Task description
Needed from the data below: all lines that contain the word "introduced".

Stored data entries
PR #1590, opened 2019-11-01
Implement int to enum deserialization.

bdebaere:
### Issues

This pull request fixes issue https://github.com/OData/WebApi/issues/1902.

### Description

Reads a PrimitiveValue instead of a StringValue and tries to convert the value to an enum.

- [ ] *Test cases added*

### DIFF
--- a/src/Microsoft.OData.Core/JsonLight/ODataJsonLightPropertyAndValueDeserializer.cs
+++ b/src/Microsoft.OData.Core/JsonLight/ODataJsonLightPropertyAndValueDeserializer.cs
@@ -1523,8 +1523,25 @@ namespace Microsoft.OData.JsonLight
                 throw new ODataException(ODataErrorStrings.JsonReaderExtensions_UnexpectedNodeDetectedWithPropertyName(JsonNodeType.PrimitiveValue, JsonNodeType.StartObject, propertyName));
             }
 
-            string enumStr = this.JsonReader.ReadStringValue();
-            return new ODataEnumValue(enumStr, expectedValueTypeReference.FullName());
+            object enumValue = this.JsonReader.ReadPrimitiveValue();
+            string enumString;
+            if (enumValue is int enumIntValue)
+            {
+                IEdmEnumType edmEnumType = expectedValueTypeReference.EnumDefinition();
+                IEdmEnumMember selectedMember = edmEnumType.Members.FirstOrDefault(member => member.Value.Value == enumIntValue);
+                enumString = selectedMember.Name;
+            }
+            else if (enumValue is string enumStringValue)
+            {
+                enumString = enumStringValue;
+            }
+            else
+            {
+                throw new ODataException(ODataErrorStrings.ReaderValidationUtils_CannotConvertPrimitiveValue(enumValue, typeof(IEdmEnumTypeReference)));
+            }
+
+
+            return new ODataEnumValue(enumString, expectedValueTypeReference.FullName());
         }
 
         /// <summary>


adzhilyanov:
Hey,

I posted an issue about enum deserialization, where the read value is not checked against the metadata (#1593). I was about to make a PR about it, but i saw this PR, which is touching the same method. It would be easier to merge if the fix is applied as part of this PR, if everybody is ok with it of course. @bdebaere what do you think about adding something like:

```cs
if (selectedMember == null && this.MessageReaderSettings.ThrowIfTypeConflictsWithMetadata)
{
	throw new ODataException(Strings.ValidationUtils_EnumMemberDoesNotExistOnType(enumValue, propertyName, edmEnumType.FullTypeName()));
}
```
and you must always try to get the `selectedMember` and
where ValidationUtils_EnumMemberDoesNotExistOnType is something like:
_"The value '{0}' for property '{1}' does not exist on enum type '{2}'. Make sure to only use enum members that are defined by the type."_

or we can extend ReaderValidationUtils with a similar to https://github.com/OData/odata.net/blob/1e094dcfcabf81d9f668cbc6666945618b1e9023/src/Microsoft.OData.Core/ReaderValidationUtils.cs#L118 method and call it when deserializing the enum value.

Thanks!

bdebaere:
@adzhilyanov I'd be happy to merge, I haven't gotten around to it yet.

odero:
@xuzhg , @KanishManuja-MS could we get your review on this?

src/Microsoft.OData.Core/JsonLight/ODataJsonLightPropertyAndValueDeserializer.cs
```diff
@@ -1523,8 +1523,25 @@ private object ReadEnumValue(bool insideJsonObjectValue, IEdmEnumTypeReference e
                 throw new ODataException(ODataErrorStrings.JsonReaderExtensions_UnexpectedNodeDetectedWithPropertyName(JsonNodeType.PrimitiveValue, JsonNodeType.StartObject, propertyName));
             }
 
-            string enumStr = this.JsonReader.ReadStringValue();
-            return new ODataEnumValue(enumStr, expectedValueTypeReference.FullName());
+            object enumValue = this.JsonReader.ReadPrimitiveValue();
+            string enumString;
+            if (enumValue is int enumIntValue)
```
xuzhg: >enumValue is int enumIntValue [](start = 16, length = 29)

This new syntax maybe not pass .NET 4.5 and .NET 3.5 compiler. Please change it to normal.

src/Microsoft.OData.Core/JsonLight/ODataJsonLightPropertyAndValueDeserializer.cs
```diff
@@ -1523,8 +1523,25 @@ private object ReadEnumValue(bool insideJsonObjectValue, IEdmEnumTypeReference e
...
+                enumString = selectedMember.Name;
+            }
+            else if (enumValue is string enumStringValue)
+            {
+                enumString = enumStringValue;
+            }
+            else
+            {
+                throw new ODataException(ODataErrorStrings.ReaderValidationUtils_CannotConvertPrimitiveValue(enumValue, typeof(IEdmEnumTypeReference)));
+            }
```
xuzhg: I'd like to see Unit test to cover the changes.

SenyaMur:
When will be done this issue ?

KenitoInc:
@bdebaere Kindly work on review comments.

src/Microsoft.OData.Core/JsonLight/ODataJsonLightPropertyAndValueDeserializer.cs
```diff
@@ -1523,8 +1523,25 @@ private object ReadEnumValue(bool insideJsonObjectValue, IEdmEnumTypeReference e
...
 
-            string enumStr = this.JsonReader.ReadStringValue();
-            return new ODataEnumValue(enumStr, expectedValueTypeReference.FullName());
+            object enumValue = this.JsonReader.ReadPrimitiveValue();
+            string enumString;
+            if (enumValue is int enumIntValue)
+            {
+                IEdmEnumType edmEnumType = expectedValueTypeReference.EnumDefinition();
+                IEdmEnumMember selectedMember = edmEnumType.Members.FirstOrDefault(member => member.Value.Value == enumIntValue);
+                enumString = selectedMember.Name;
```
corranrogue9, line 1532: Can't `selectedMember` be `null` here because of `FirstOrDefault` potentially not finding an element?

PR #2356, opened 2022-03-18
Support 'case' conditional function

### LINKED ISSUE #2309: CASE not working in $compute and $filter
CASE is not working at all in $compute and $filter clauses

### Assemblies affected

OData .Net lib 8.0.7

### Reproduce steps

Call OData V4 service built using NET 6 and try a $compute with CASE clause 

### Expected result

Tha additional field

### Actual result

Exception in parser

xuzhg:
### Issues

*This pull request fixes https://github.com/OData/odata.net/issues/2309.*

### Description

Support 'case' conditional function parsing.

Here's the information for the "case" function:

5.1.1.12 [Conditional Functions](http://docs.oasis-open.org/odata/odata/v4.01/odata-v4.01-part2-url-conventions.html#sec_ConditionalFunctions)
[5.1.1.12.1 ](https://github.com/OData/odata.net/issues/2309)[case](http://docs.oasis-open.org/odata/odata/v4.01/odata-v4.01-part2-url-conventions.html#sec_case)
The case function has the following signature:

expression case(Edm.Boolean:expression, ..., Edm.Boolean:expression)

Each parameter is a pair of expressions separated by a colon (:), where the first expression – the condition – MUST be a Boolean expression, and the second expression – the result – may evaluate to any type.

The case function evaluates the condition in each pair, starting with the leftmost pair, and stops as soon as a condition evaluates to true. It then returns the value of the result of this pair. It returns null if none of the conditions in any pair evaluates to true. Clients can specify a last pair whose condition is true to get a non-null “default/else/otherwise” result.

Clients SHOULD ensure that the results in all pairs are compatible. If all results are of the same type, the type of the case expression is of that type. If all results are of numeric type, then the type of the case expression is a numeric type capable of representing any of these expressions according to standard type promotion rules.

Services MAY support case expressions containing parameters of incompatible types, in which case the case expression is treated as Edm.Untyped and its value has the type of the parameter expression selected by the case statement.

Example 97: compute signum(X)

$compute=case(X gt 0 :1,X lt 0 :-1,true :0) as SignumX

## [Discussion]

**We should ask whitespace before the ':', otherwise we have the following problem:**, (However, it sounds ridiculous)
That's because ':' is a valid character both for separate or char in time value.

1)  `case(Id eq 2:1)` => should 'case(Id eq 2 :1)`

2) `case(CreatedTime eq 10:2:1)`  ==> We can't distinguish it from TimeOfDay value

      But, this does:  `case(CreatedTime eq 10:2 :1)`

3)  `case(CreatedTime eq 10:2:1:2:3)`
      It can be:   ` 10:2:1 :  2:3`  or `10:2 : 1:2:3`

- [x] *Test cases added*

### Additional work necessary


sliekens:
Can this be picked up again? 🙏 I want to start using `$compute` as introduced in https://devblogs.microsoft.com/odata/compute-and-search-in-asp-net-core-odata-8/

but `$compute` without `case()` is very, very limited

xuzhg:
> Can this be picked up again? 🙏 I want to start using `$compute` as introduced in https://devblogs.microsoft.com/odata/compute-and-search-in-asp-net-core-odata-8/
> 
> but `$compute` without `case()` is very, very limited

Would you please share a little bit more detail about your usage/sceneries and yourself to us so we can priority it carefully? Thanks to:  saxu@microsoft.com

sliekens:
Right now I only have one use case which is null coalescing:

case(field1 ne null:field1, true:field2)

Which can be read as:

coalesce(field1, field2)

But I expect to find more ways to use this in the future.

sliekens:
Also see this related issue https://github.com/OData/AspNetCoreOData/issues/684

xuzhg:
It's supported in 9.x, close this draft.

Exercise output
Can this be picked up again? 🙏 I want to start using `$compute` as introduced in https://devblogs.microsoft.com/odata/compute-and-search-in-asp-net-core-odata-8/
> Can this be picked up again? 🙏 I want to start using `$compute` as introduced in https://devblogs.microsoft.com/odata/compute-and-search-in-asp-net-core-odata-8/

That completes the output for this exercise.